I developed a unique way to write interpreters based on threaded code jumps and basic block versioning when I made MiniVM (https://github.com/FastVM/minivm). It was both larger and more dynamic than WebAssembly. Web49 started as a way to compile WebAssembly to MiniVM, but soon pivoted into its own Interpreter and tooling. I could not be happier with it in its current form and am excited to see what else It can do, with more work.
I'd be very interested to read more about this. It looks like you are using "one big function" with computed goto (https://github.com/FastVM/Web49/blob/main/src/interp/interp....). My experience working on this problem led me to the same conclusion as Mike Pall, which is that compilers do not do well with this pattern (particularly when it comes to register allocation): http://lua-users.org/lists/lua-l/2011-02/msg00742.html
I'm curious how you worked around the problem of poor register allocation in the compiler. I've come to the conclusion that tail calls are the best solution to this problem: https://blog.reverberate.org/2021/04/21/musttail-efficient-i...
As compared to hand-written assembly or the tailcall technique you describe. But (for the benefit of onlookers) a threaded switch, especially using (switch-like) computed gotos, is still more performant than a traditional function dispatch table.
Has there been any movement in GCC wrt the tailcalls feature?

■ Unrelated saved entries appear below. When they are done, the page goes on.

PR #294, opened 2019-12-18
MA-243 Add breached court agreement flow

maysakanoni:
**What?**
- Add classification for court_ordered_agreement_breached

- There are a few assumptions made with regards to the pr because there is no field which differentiates between a court ordered agreement and an informal agreement:

1. An agreement which is entered after the court date is always a court ordered agreement
2. As long as the court date is before the entry agreement date it can be said with sufficient confidence that the agreement is court ordered, even if the entry of the agreement entry is more than a month or more.
3. Whenever the agreement status `arag_status` is changed then the field `arag_statusdate` is also updated to reflect this change.

**Why?**
- So that if a court ordered agreement is breached, then a letter can be sent to the tenant informing them of this


lib/hackney/income/tenancy_prioritiser/tenancy_classification.rb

One of the limitations with computed gotos is the inability to derive the address of a label from outside the function. You always end up with some amount of superfluous conditional code for selecting the address inside the function, or indexing through a table. Several years ago when exploring this space I discovered a hack, albeit it only works with GCC (IIRC), at least as of ~10 years ago. GCC supports inline function definitions, inline functions have visibility to goto labels (notwithstanding that you're not supposed to make use of them), and most surprisingly GCC also supports attaching __attribute__((constructor)) to inline function definitions. This means you can export a map of goto labels that can be used to initialize VM data structures, permitting (in theory) more efficient direct threading.

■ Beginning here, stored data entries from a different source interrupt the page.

PR #3, opened 2025-02-25
chore: remove `SetTheory` namespace

vihdzp:
This isn't really necessary anymore now that all of this has its own repo.

PR #4, opened 2025-02-25
chore: move "special" games to their own file

vihdzp:
- [x] depends on: #3


README.md
```diff
@@ -1,3 +1,18 @@
 # Combinatorial games in Lean
 
-TODO: write a proper description!
\ No newline at end of file
+A formalization of topics within combinatorial game theory in Lean 4.
```
tristan-f-r: (this diff shouldn't be in this PR, though I suppose that will be automatically resolved when this PR is merged)

CombinatorialGames/Game/Specific.lean
```diff
@@ -0,0 +1,130 @@
+/-
+Copyright (c) 2022 Violeta Hernández Palacios. All rights reserved.
+Released under Apache 2.0 license as described in the file LICENSE.
+Authors: Violeta Hernández Palacios, Tristan Figueroa Reid
+-/
+import CombinatorialGames.Game.PGame
+
+/-!
+# Specific games
```
tristan-f-r: I think 'Specific' is a bad word here, because other 'specific' games defined in the literature are sometimes modifiers on games (i.e. Tiny & Miny games): perhaps 'Special' is a better word, since these types of games usually have interesting resulting theorems?

CombinatorialGames/Game/Birthday.lean
```diff
@@ -5,6 +5,7 @@ Authors: Violeta Hernández Palacios
 -/
 import Mathlib.Algebra.Order.Group.OrderIso
 import CombinatorialGames.Game.Ordinal
+import CombinatorialGames.Game.Specific
```
tristan-f-r: Should theorems about birthdays/impartialness be moved to Specific?

CombinatorialGames/Game/Specific.lean
tristan-f-r: (Or, we can have a separate file for those special games/game modifiers)

LeoDog896 (changes requested):

README.md
vihdzp: Whoops, I must've pushed that to the wrong branch.

CombinatorialGames/Game/Specific.lean
vihdzp: I wasn't aware that "specific" games were already a thing! I think we can keep calling them "special", then.

CombinatorialGames/Game/Birthday.lean
vihdzp: I think this file should preferably as low as possible in the import chain. We should be able to import special games in `Impartial` / `Birthday` / all those other files and prove whatever the relevant properties are, not the other way around, unless we want these simple games to be bloated behind a bloated file.

LeoDog896 (approved):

The tailcall technique is a much more sane and profitable approach, of course.
Note that that message is from twelve years ago. A lot's changed since then, not just in compilers but in CPUs. Branch prediction is a lot better now.

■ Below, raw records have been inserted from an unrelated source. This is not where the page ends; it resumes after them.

PR #8, opened 2025-02-25
feat: improve iff lemmas on impartial games

vihdzp:
Mathlib PR [#21110](https://github.com/leanprover-community/mathlib4/pull/21110).


vihdzp:
Whoops, forgot we weren't doing deprecations for now! I've removed those from the PR.

PR #7, opened 2025-02-25
feat: strategy stealing

vihdzp:
Mathlib PR [#21073](https://github.com/leanprover-community/mathlib4/pull/21073).

PR #9, opened 2025-02-25
feat: poset games

vihdzp:
Mathlib PR [#21003](https://github.com/leanprover-community/mathlib4/pull/21003).

- [x] depends on: #3
- [x] depends on: #7
- [x] depends on: #14


LeoDog896 (changes requested):
I couldn't golf any part of this file, and the definitions seem good.

My only problem with this file conceptually is that it would be useful to have non-impartial poset games (i.e. while Green Hackenbush is a special impartial poset game, Red-Green-Blue Hackenbush is a special partisan poset game).

LeoDog896 (approved):

PR #13, opened 2025-02-25
feat: add README

vihdzp:


vihdzp:
Loopy games are definitely something we want, though perhaps we'll have to think a bit about how to implement it within our framework. We can update the readme after the fact.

And as to why the rest are faster, I spent much time optimizing the interpreter and learning what the best way to write interpreters is. Its mostly jump threading and Mixed Data.
Nice work!
This doesn't match with my experience. After working on this problem a lot, I came to the conclusion that musttail with opaque function calls is one of the best ways of getting good code out of the compiler: https://blog.reverberate.org/2021/04/21/musttail-efficient-i...
I'm really interested in a fast interpreter-only Wasm VM that can allow the host to share some of its memory with the VM.
> git clone ...
> make -j
> ./bin/wasm2wat ./test/core/address.wast
I get: >>> ./bin/wat2wasm test/core/address.wast
unexpected word: `` byte=256Will work stop on MiniVM as result of Web49?